Question: Let's say the set is 1,2,3,4.

Is the mode all of them, since the highest frequency is one, or is there no mode whatsoever?

I brought this to question since the definition uses "frequency," and it would appear that they are all equally frequent and thus all modes? I'm not sure of the official accepted interpretation.

DOES ANYONE KNOW THE ANSWER?

The mode cannot be calculated in such a varied set of data and thus should not be used. - Ferret 03:27, 23 March 2006 (UTC)

This was a multiple choice question on a standardized test, so would I say 4 modes or no modes?--Dch111 21:02, 16 May 2006 (UTC)

No modes, according to my programming teacher who worked for NASA. —The preceding unsigned comment was added by 75.8.96.7 (talk) 04:42, 11 December 2006 (UTC).

I got a proublem from my math class which implies there is a mode for a set of 5 numbers. (It's a hard proublem to explain so I won't right it out.) Lophoole 01:00, 26 January 2007 (UTC)Lophoole

[edit] Commute with

Do we really need to say commute with when discussing the linearity of mean, mode, and median? It does mean what we want to say, but it will convey it only to readers who don't need this article. Septentrionalis 21:23, 5 May 2006 (UTC)

In both places where it is used, it is immediately explained. Doesn't that work? I can't judge, because I don't need this article. Lambiam^Talk 01:28, 6 May 2006 (UTC)

That's the problem. Nobody who is editing it does. (And linear or independent might be just as bad.) Septentrionalis 01:51, 6 May 2006 (UTC)

I have reverted the addition of a wikilink to Commutative operation because it does not really cover the concept meant here. Commutative diagram is more to the point, but even I :) can see that that is a bridge too far. Lambiam^Talk 02:13, 6 May 2006 (UTC)

Well it would be nice if commutative operation really brought out the idea of commutative diagrams; it is in there, it's just not going to be obvious to the audience here.... Septentrionalis 03:25, 6 May 2006 (UTC)

The way I see it is as follows. For "commutative" in the sense of commutative diagram, reducing everything to the simplest case, operations f and g commute if:

f o g = g o f.

There is no universal quantification here, and the commuting operations are a pair of unary operations (although generalizations are possible and usual).

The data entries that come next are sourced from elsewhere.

PR #433, opened 2018-11-26
Further CI tweaks

leonschoorl:


leonschoorl:
Succes  on Gitlab, failure on Circle for the same test :frowning:
I'll investigate..

leonschoorl:
Gitlab initally ran the test on Friday when I pushed the branch and used `cabal-install version 2.4.0.0`.
CircleCI test ran on Monday after I submitted this pull request and used `cabal-install version 2.4.1.0`.

cabal-install-2.4.1.0 was released on Monday and changed its `.ghc.environment....` file generation behaviour.
By default it now only generates them on ghc >= 8.4.4
But the doctest fails to find the required modules without an environment file.

leonschoorl:
@martijnbastiaan It's currently using trusty because that was the only version for which I could find prebuild GHDL binaries. 
But we could build it ourself, just like we already do with iverilog.

martijnbastiaan:
I think we should build and publish it on our own launchpad, to be frank. It's quite tedious to have to jump through hoops on new machines. I think our users would agree.

christiaanb:
Note that we need GHDL 0.31, not newer, because those are broken/regressed wrt the VHDL clash generates.

martijnbastiaan:
Duly noted. In that case we can just copy the build instructions from the existing launchpad and tweak it somewhat.

martijnbastiaan:
@christiaanb any specific reason btw? Is it by any chance related to verilator issue?

christiaanb:
No, it fails parsing really dumb stuff, like when you add superfluous parenthesis around an expression it errors.

PR #435, opened 2018-11-27
Use `seqX` to define `sample`

JonFowler:
Current `sample` often throws an `X` error further than needed:
```
> showX <$> sampleN 5 ((5, errorX "") :- (1 :: Int,()) :- pure (errorX ""))
["X","(1,())","X","X","X"]
```
New version keeps the error in the field of the first element:
```
> showX <$> sampleN 5 ((5, errorX "") :- (1 :: Int,()) :- pure (errorX ""))
["(5,X)","(1,())","X","X","X"]
```


JonFowler:
:+1: Done.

For "commutative" in the sense of commutative operation, operation ⊕ is commutative if,

x ⊕ y = y ⊕ x for all x and y in the domain.

Here the universal quantification is essential, and there is one operation which is binary.

I expect that attempts to unify the two notions will produced strained and non-natural results. Lambiam^Talk 18:51, 6 May 2006 (UTC)

Rather than try to explain the usage, I kept the idea. See what you think; I wouldn't put Commutative diagram under the See also, but go ahead if you like. Perhaps a general article on Commutativity? Septentrionalis 01:58, 7 May 2006 (UTC)

[edit] Sample from a continuous distribution

I don't understand why in "a sample from a continuous distribution [...] each value will occur precisely once." I'm not particularly familiar with statistics (I didn't know what a 'mode' was before reading this article), so this may just reflect confusion on my part, but I don't see why sample from a continuous distribution will contain every element only once (although it seems to me that it would do so with probabililty 1, i.e., almost certainly). Could someone explain? Benja 13:23, 15 May 2006 (UTC)

Indeed, more precisely formulated, the probability of any duplicate elements is 0. So if you were to repeat this for the rest of the life of the universe, you'd never expect a duplicate. Isn't that good enough for "will occur precisely once"? More strongly, though, the values have to be represented somehow, and one imaginable way is a random-value producing apparatus that keeps producing a stream of digits making up the decimal expansion of the values for the random variables. So imagine that after several eons of steady production we have that one stream is "0.7785[seventeen umptyzillion and four digits omitted]459(to be continued)" and so is another. Are the two values duplicates of each other? Perhaps, but most likely not. They may diverge at every next digit. But even if they are, we'll never know, since the streams will never be complete. So actually, the probability of any duplicate elements is 0, and, moreover, even if duplicacy (is that an English word?) occurs, it remains forever unknowable. Might as well say: can't happen. --Lambiam^Talk 13:50, 15 May 2006 (UTC)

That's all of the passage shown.